I want to measure the magnitude and direction of a relation between two nominal variables: profession and hood. I choose to use Cramer's V based on this explanation.
import pandas as pd
import numpy as np
import scipy.stats as scis
# compute cramer's stat
def cramers_stat(contingency_table):
chi2 = scis.chi2_contingency(contingency_table)
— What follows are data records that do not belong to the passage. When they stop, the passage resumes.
PR #1687, opened 2026-07-17
Collapse execute_query into search_nodes as one agent query tool (closes #1640)

malibio:
## What & why

E4B scored 10/12 on `aichat-matrix.ts`. Scenario 5 ("List all my invoices") called `execute_query` instead of the expected `search_nodes`. The root cause was an **ambiguous tool boundary, not a bad description**: `execute_query` was a near-superset of `search_nodes` — it listed by type, filtered by title/content, filtered by property, **and** returned properties — so no amount of "prefer `search_nodes`" prose gave the model a clean rule for "list all X".

## Change

Collapse the two agent query tools into **one** — `search_nodes`:

- Covers title/keyword lookup, list-all-of-type, and typed property filtering (`filters` + `sorting`), and always returns node `properties`.
- `execute_query` / `Tool::ExecuteQuery` are deleted (13 tools now, was 14).
- Internally routes by capability: title/type listing → title index (`NodeService::query_nodes`, the only path that filters by title); property filters → `QueryService` SQL `json_extract` (`query_ops::execute_query`), so property queries keep the correct SQL path (not the slow in-memory one).
- **Unchanged (separate layer):** backend `query_ops::execute_query`, the daemon gRPC `ExecuteQueryRequest`, and the CLI `query` command.

Skills, tool-strategy guidance, and test fixtures updated to the single tool. Docs updated in nodespace-docs (data-layer.md Query System, prompt-skill-system.md whitelist, ADR-056 consequence).

## Verification — `aichat-matrix.ts` vs `gemma-4-e4b-q4km`: **11/12** (was 10/12)

| | Scenario | Tools called |
|---|---|---|
| ✅ | 1. Greeting | `(none)` |
| ✅ | 2. Capability | `(none)` |
| ✅ | 3. Schema creation | `create_schema` |
| ✅ | 4. Instance creation | `search_skills,search_nodes,create_node` |
| ✅ | **5. List/query** | **`search_nodes`** (was `execute_query` — the fix) |
| ❌ | 6. Update | `search_nodes` (stops before `update_node`) |
| ✅ | 7. Empty-result query | `search_nodes` |
| ✅ | 8a. Create type: book | `create_schema` |
| ✅ | 8b. Create type: contact | `create_schema` |
| ✅ | 8c. Instance: book | `search_skills,create_node` |
| ✅ | 8d. Instance: contact | `search_skills,create_node` |
| ✅ | 8e. Query across types | `search_nodes` |

Scenario 5 is fixed; no regression on the other passing scenarios.

**Scenario 6 is the sole remaining failure — by design, moved to #1637.** `Expected sequence [search_nodes,update_node]... got: search_nodes`: the model finds the node but stops before the write. This is not prompt-fixable (proven in #1637 via prompt-dump analysis) and needs query decomposition + read-then-write turn completion, both of which #1637 now owns. E4B reaches 12/12 once #1637 lands.

> Matrix-run note: on the RAM-constrained test machine, the shipped #1638 KV-headroom logic floored E4B's context to 4096 (prompt overflow). The run above was captured with a throwaway local `KV_HEADROOM_BYTES` reduction to size the context to 11520; that change was reverted and is **not** in this PR (only the 5 agent/core source files are).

print('chi2 p-value: ', chi2[1])
if chi2[1] < 0.05:
n = contingency_table.values.sum()
return np.sqrt(chi2[0] / (n*(min(contingency_table.shape)-1)))
else:
return 'no relation'
# create df
hoods = pd.DataFrame({
'profession': np.random.choice([
'painter',
'plumber',
'statistician'
], 200, p=[.2,.4,.4])
})
# fill hood value with trends
def hood(value):
if value == 'painter':
return np.random.choice(['Uptown', 'Downtown', 'Burbs'], p=[.8,.1,.1])
elif value == 'plumber':
return np.random.choice(['Uptown', 'Downtown', 'Burbs'], p=[.3,.5,.2])
elif value == 'statistician':
return np.random.choice(['Uptown', 'Downtown', 'Burbs'], p=[.2,.7,.1])
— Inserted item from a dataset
PR #1691, opened 2026-07-18
Daemon does not suppress same-origin WatchNodes echo — frontend guesses via content-comparison heuristic instead of authoritative client identity

malibio:
Closes #1689

### DIFF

hoods['hood'] = hoods.profession.apply(hood)
Frequencies
pd.crosstab(hoods.profession, hoods.hood)
#hood Burbs Downtown Uptown
#profession
#painter 4 4 35
#plumber 12 46 25
#statistician 3 55 16
Results
cramers_stat(pd.crosstab(hoods.hood, hoods.profession))
#chi2 p-value: 4.17294374904e-11
#0.36905673033287301
Question 1
This V statistic tells me that there is a relation between profession and hood. Without other V statistics for context, how do I tell how strong this is? What is the plain english statement I can make about the statistic magnitude and direction?
Question 2
Does this statistic allow me to make statements about the strength of individual hoods and individual professions? For example, "painters are significantly more likely to live in Uptown (Cramer's V=0.35, p=4.7e-10)"?